あまりにもたいへん過ぎて、なんだか丸3か月間ぐらいコイツらと山登りをしていたような気さえするな。
……いや、なんかほんとに3か月ぐらい経った気がするな……。
おかしいな……?
やけにリアルに時間の経過を感じるぞ……??
……まぁ、なんにせよ。
帰ってきてからは丸2日間の休養をとって弟子どもにもしっかりと英気を養ってもらったので、
予定通り今日からは、青ダン潜りをすることにした。
D級ダンジョン、青の群島ブルーマリン。
階層数は全部で15。通称は青ダン。
豊富な海産資源系アイテムを入手できるダンジョンで、ここや緑ダンから安定して食糧系アイテムを回収できるようになれば、一人前の探索者として見てもらえるようになる。
「青ダン! ここは、赤ダンと違って人が多いですわね!」
青ダンの入口門前に来た俺たちは、青ダンに入るために順番待ちしている他の探索者どもに続いて列に並んだ。

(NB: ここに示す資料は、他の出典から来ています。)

PR #429, opened 2019-01-16
Explicitly install bundler and gems before using them

colindean:
Should enable #427 and #428 to proceed

### DIFF
--- a/azure-pipelines.yml
+++ b/azure-pipelines.yml
@@ -11,8 +11,9 @@ jobs:
         # https://github.com/Homebrew/homebrew-bundle/pull/384
         # brew style homebrew/bundle
         # Use local config until then
-        rubocop --force-exclusion --parallel --except FormulaAudit,FormulaAuditStrict,NewFormulaAudit --format simple
+        gem install bundler
         bundle install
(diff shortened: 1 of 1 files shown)


azure-pipelines.yml
```diff
@@ -11,8 +11,9 @@ jobs:
         # https://github.com/Homebrew/homebrew-bundle/pull/384
         # brew style homebrew/bundle
         # Use local config until then
-        rubocop --force-exclusion --parallel --except FormulaAudit,FormulaAuditStrict,NewFormulaAudit --format simple
+        gem install bundler:1.16.6
```
MikeMcQuaid: Why not use the latest version?

colindean: [Tried](https://github.com/Homebrew/homebrew-bundle/pull/429/commits/f19402e486f597ae045d73485985e5ad3c002d1f#diff-fec826feae04e51c0d94076385408bdcR14), didn't work. Easier to set version explicitly and revisit when I had a larger swath of time available. I was starting a job interview in less than two minutes from when I noticed the CI failures and even used the first minute of the job interview to explain what I was doing!

PR #437, opened 2019-01-18
Synchronizes Rubocop configuration with homebrew/brew

colindean:
And fix the one violation still present


MikeMcQuaid:
Seems fine, thanks. I'm wondering if we need a better solution though given how old 
https://github.com/Homebrew/homebrew-bundle/issues/388 is getting.

PR #445, opened 2019-02-05
install: Ensure all formulae are linked

sjackman:
Link formulae that are unlinked and not keg only.

Fixes https://github.com/Homebrew/homebrew-bundle/issues/468

### DIFF
--- a/lib/bundle/brew_installer.rb
+++ b/lib/bundle/brew_installer.rb
@@ -73,11 +73,15 @@ module Bundle
     def link_change_state!
       case @link
       when true
-        puts "Force linking #{@name} formula." if ARGV.verbose?
-        Bundle.system("brew", "link", "--force", @name)
+        unless linked_and_keg_only?
+          puts "Force linking #{@name} formula." if ARGV.verbose?
+          Bundle.system("brew", "link", "--force", @name)
+        end
       when false
-        puts "Unlinking #{@name} formula." if ARGV.verbose?
-        Bundle.system("brew", "unlink", @name)
+        unless unlinked_and_not_keg_only?
+          puts "Unlinking #{@name} formula." if ARGV.verbose?
+          Bundle.system("brew", "unlink", @name)
+        end
       when nil
         if unlinked_and_not_keg_only?
           puts "Linking #{@name} formula." if ARGV.verbose?
--- a/lib/bundle/brew_installer.rb
+++ b/lib/bundle/brew_installer.rb
@@ -79,9 +79,12 @@ module Bundle
         puts "Unlinking #{@name} formula." if ARGV.verbose?
         Bundle.system("brew", "unlink", @name)
       when nil
-        if unlinked?
+        if unlinked_and_not_keg_only?
           puts "Linking #{@name} formula." if ARGV.verbose?
           Bundle.system("brew", "link", @name)
+        elsif linked_and_keg_only?
+          puts "Unlinking #{@name} formula." if ARGV.verbose?
+          Bundle.system("brew", "unlink", @name)
         end
       end
     end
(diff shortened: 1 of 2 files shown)


lib/bundle/brew_installer.rb
```diff
@@ -75,6 +75,11 @@ def link_change_state!
       when false
         puts "Unlinking #{@name} formula." if ARGV.verbose?
```
MikeMcQuaid: Maybe this warrants a `linked?` check or similar (like below)

lib/bundle/brew_installer.rb
```diff
@@ -75,6 +75,11 @@ def link_change_state!
...
         Bundle.system("brew", "unlink", @name)
+      when nil
+        if unlinked?
```
MikeMcQuaid: Does this verify keg-only state?

vraravam:
@sjackman - could you please get the review comments fixed?

lib/bundle/brew_installer.rb
sjackman: Done.

lib/bundle/brew_installer.rb
sjackman: Yes.
https://github.com/Homebrew/homebrew-bundle/blob/d6e194364227dfdc11dff12d86d1dfee7b065f5f/lib/bundle/brew_dumper.rb#L119-L126

sjackman: I renamed this predicate `unlinked?` to `unlinked_and_not_keg_only?`.

lib/bundle/brew_installer.rb
sjackman: It's not entirely straight forward with the data that's currently stored. `f[:link?]` stores either `true`, `false`, or `nil`.
- `true` indicates it's linked and keg-only.
- `false` indicates it's not linked and not keg-only.
- `nil` indicates its linkage is typical, either (linked and not keg-only) or (not linked and keg only).

Simply whether the formula is linked or not is not explicitly stored by `Bundle::BrewDumper`.

sjackman:
> Looks good but can you write tests?

How do I run the tests in `spec/bundle/brew_installer_spec.rb`?

sjackman:
`bundle exec rake` gave these errors with Ruby 2.5.1.
```
❯❯❯ bundle exec rake
/Users/sjackman/.homebrew/Cellar/ruby/2.5.1/lib/ruby/2.5.0/uri.rb:106:in `require': /Users/sjackman/.homebrew/Cellar/ruby/2.5.1/lib/ruby/2.5.0/uri/generic.rb:212: syntax error, unexpected '.' (SyntaxError)
      @scheme&.freeze
               ^
/Users/sjackman/.homebrew/Cellar/ruby/2.5.1/lib/ruby/2.5.0/uri/generic.rb:335: syntax error, unexpected '.'
      @scheme = v&.downcase
                   ^
/Users/sjackman/.homebrew/Cellar/ruby/2.5.1/lib/ruby/2.5.0/uri/generic.rb:1320: syntax error, unexpected '.'
      if path&.empty?
               ^
```
Is that expected?

lib/bundle/brew_installer.rb
MikeMcQuaid: @sjackman Could consider extending Homebrew/brew to provide the information here?

MikeMcQuaid:
@sjackman I have no idea what's going on there. I'd suggest running with the normal Homebrew or system version of Ruby.

lib/bundle/brew_installer.rb
sjackman: Never mind. I figured it out. Fixed in 0e0ba74ec025bb5b9e7b82fcfd15c7a312e2b16d

sjackman:
I have the tests working with homebrewed Ruby 2.6.1p33. I'm not sure how much of the following was necessary, but it was sufficient.

```sh
brew upgrade ruby
$(brew --prefix ruby)/bin/gem install bundler -v1.17.3
$(brew --prefix ruby)/bin/gem install bundler
$(brew --prefix ruby)/bin/bundle install
$(brew --prefix ruby)/bin/bundle exec rake
```

vraravam:
ping

sjackman:
I'm defending my PhD thesis next week. Should have time after that to work on this PR again.

MikeMcQuaid:
> I'm defending my PhD thesis next week. Should have time after that to work on this PR again.

@sjackman Good luck 🤞 ❤️

MikeMcQuaid:
@sjackman Gentle bump on this! Shout if I can help at all.

sjackman:
Success!

MikeMcQuaid:
Thanks again @sjackman!

PR #457, opened 2019-03-08
WIP: Prevents exceptions thrown during entry installation

### LINKED ISSUE #456: A failing line in Brewfile should throw an exception, not exit
My new employer seems to block sign-in to the App Store – I cannot for the life of me get it to sign in – so I cannot proceed without editing my Brewfile.

I have had this in my Brewfile for a while:

```
begin
  mas 'Trello', id: 1278508951
rescue
   echo "mas is unavailable, skipping Mac App Store apps"
end
```

I kinda expect it to work: a line shouldn't fail out, it should either continue or throw an exception. Right now, bundle exits when a line – at least a `mas` line – fails.

colindean:
Fixes #456

Still working on the test but my battery is at 3% and I want to get input overnight ;-)

### DIFF
--- a/lib/bundle/installer.rb
+++ b/lib/bundle/installer.rb
@@ -4,43 +4,51 @@ module Bundle
   module Installer
     module_function
 
+    InstallerTask = Struct.new :cls, :arg, :verb
+
+    def installer_class_and_args_for_entry(entry)
+      verb = 'Installing'
+      arg = [entry.name]
+      cls = case entry.type
+            when :brew
+              arg << entry.options
+              Bundle::BrewInstaller
+            when :cask
+              arg << entry.options
+              Bundle::CaskInstaller
+            when :mac_app_store
+              arg << entry.options[:id]
+              Bundle::MacAppStoreInstaller
+            when :tap
+              verb = 'Tapping'
+              arg << entry.options
+              Bundle::TapInstaller
+            end
+      InstallerTask.new cls, arg, verb
+    end
+
     def install(entries)
       success = 0
       failure = 0
       errored_entries = {}
 
       entries.each do |entry|
-        arg = [entry.name]
-        verb = "Installing"
-        cls = case entry.type
-        when :brew
-          arg << entry.options
-          Bundle::BrewInstaller
-        when :cask
-          arg << entry.options
-          Bundle::CaskInstaller
-        when :mac_app_store
-          arg << entry.options[:id]
-          Bundle::MacAppStoreInstaller
-        when :tap
-          verb = "Tapping"
-          arg << entry.options
-          Bundle::TapInstaller
-        end
+        task = installer_class_and_args_for_entry(entry)
+        task_header = "#{task.verb} #{entry.name}"
         begin
-          case cls.install(*arg)
+          case task.cls.install(*task.arg)
           when :success
-            puts Formatter.success("#{verb} #{entry.name}")
+            puts Formatter.success(task_header)
             success += 1
           when :skipped
             puts "Using #{entry.name}"
             success += 1
           else
-            puts Formatter.error("#{verb} #{entry.name} has failed!")
+            puts Formatter.error("#{task_header} has failed!")
             failure += 1
           end
         rescue => e
-          puts Formatter.error("#{verb} #{entry.name} raised an exception: #{e}")
+          puts Formatter.error("#{task_header} raised an exception: #{e}")
           errored_entries[entry.name] = e
         end
       end
--- a/lib/bundle/installer.rb
+++ b/lib/bundle/installer.rb
@@ -40,7 +40,7 @@ module Bundle
             failure += 1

ラナが前後を見回して騒ぐが、まぁ、ここと緑ダンは確かに人が多い。
「この街の探索者全体の6割から7割は、青ダンか緑ダンを主な狩場にしてるからな。中に入ればそれぞれ散らばっていくが、入口はどうしても混むんだよ」
「そんなに多いのですか? なぜ?」
「ざっくり言うと、青と緑で手に入るアイテムで、この街の飯が賄われてるからだ」
ここでたくさん食料系アイテムを拾ってこないと、最悪の場合、街の運営が詰む。
だからそうならないように、皆ここに潜るんだ。
「……なるほど?」
分かったような分からないような、なんとも言えない表情(無表情のままなんだが、雰囲気は伝わってくる)でリンスが首を傾げる。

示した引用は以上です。